Overall, these events suggest a growing landscape of challenges for BaaS providers, including:

  • Increased regulatory scrutiny: Regulators are tightening their grip on BaaS platforms, demanding stricter compliance and due diligence practices.
  • Reputational risks: Misleading practices and compliance failures can damage the reputation of BaaS providers and their partners.
  • Financial instability: Overdependence on external funding sources can expose BaaS platforms to financial risks and potential hostile takeovers.

Additionally, the deterioration of the Goldman-Apple relationship underscores the complexities and uncertainties surrounding tech giants' entry into the financial services space.

 Then we also have these other events:

2023 OCC hired a con artist as its first-ever Chief Fintech Officer.

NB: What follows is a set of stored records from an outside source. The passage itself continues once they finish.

PR #256, opened 2020-06-13
add values/gaps endpoints

alorenzo175:
- fix issue in read_write_metadata when the object exists and the user has permissions but the object is not the right type, so should raise mysqlerr
- add values/gaps endpoints to, for example, support finding gaps in persistence forecasts that need to be filled
- add /observations//values/unflagged to find days that are not flagged with a given flag to support https://github.com/SolarArbiter/solarforecastarbiter-core/issues/377
- fix up/add _links to many endpoints

### DIFF
--- a/sfa_api/observations.py
+++ b/sfa_api/observations.py
@@ -19,7 +19,9 @@ from sfa_api.schema import (ObservationValuesSchema,
                             ObservationSchema,
                             ObservationPostSchema,
                             ObservationLinksSchema,
-                            ObservationTimeRangeSchema)
+                            ObservationTimeRangeSchema,
+                            ObservationGapSchema,
+                            ObservationUnflaggedSchema)
 
 
 class AllObservationsView(MethodView):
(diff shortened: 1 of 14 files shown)


sfa_api/observations.py
```diff
@@ -339,6 +342,96 @@ def get(self, observation_id, *args):
...
+            errors = err.errors
+        tz = request.args.get('timezone', 'UTC')
+        flag = request.args.get('flag', None)
+        if tz not in ALLOWED_TIMEZONES:
+            errors['timezone'] = f'Unknown timezone {tz}'
+        if flag is None:
+            errors['flag'] = 'Must provide the flag parameter'
+        else:
+            try:
+                int(flag)
```
lboeman, line 420: I think this should probably have some validation against the allowable flags in core. Although I do like that you could provide a bitmask here because of the `&` operation. There is also a potential data error, which weirdly happens when you exceed the normal 4 byte signed INT maximum and not the unsigned smallint that the column is set to.

alorenzo175: Good catch with the int limit. 

I avoided validating against the core flags because we need the bitmask capability for https://github.com/SolarArbiter/solarforecastarbiter-core/pull/484, and I didn't want to have to possibly deal with different mask versions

How did he pass background? 


The BaaS platform Solid faked its revenue number to raise a Series B and is being sued by its investors. Liars.

Synapse and Evolve are arguing over who's responsible for some $13 million in missing customer funds.???

Metropolitan Commercial Bank got a consent order for partnering with Movocash, which fraudsters used to steal millions in COVID-era relief funds

Blue Ridge, operating under a BaaS-related consent order from 2022, announced it would seek to raise fresh capital as it reduces its exposure to fintech

Mercury filed suit against one-time partner Synapse, in an effort to recoup $30 million Mercury claims it is owed & describing Synapse as in "financial freefall."


In the Wild West of olde' times it was the hardware store that sold shovels not the digger who made money.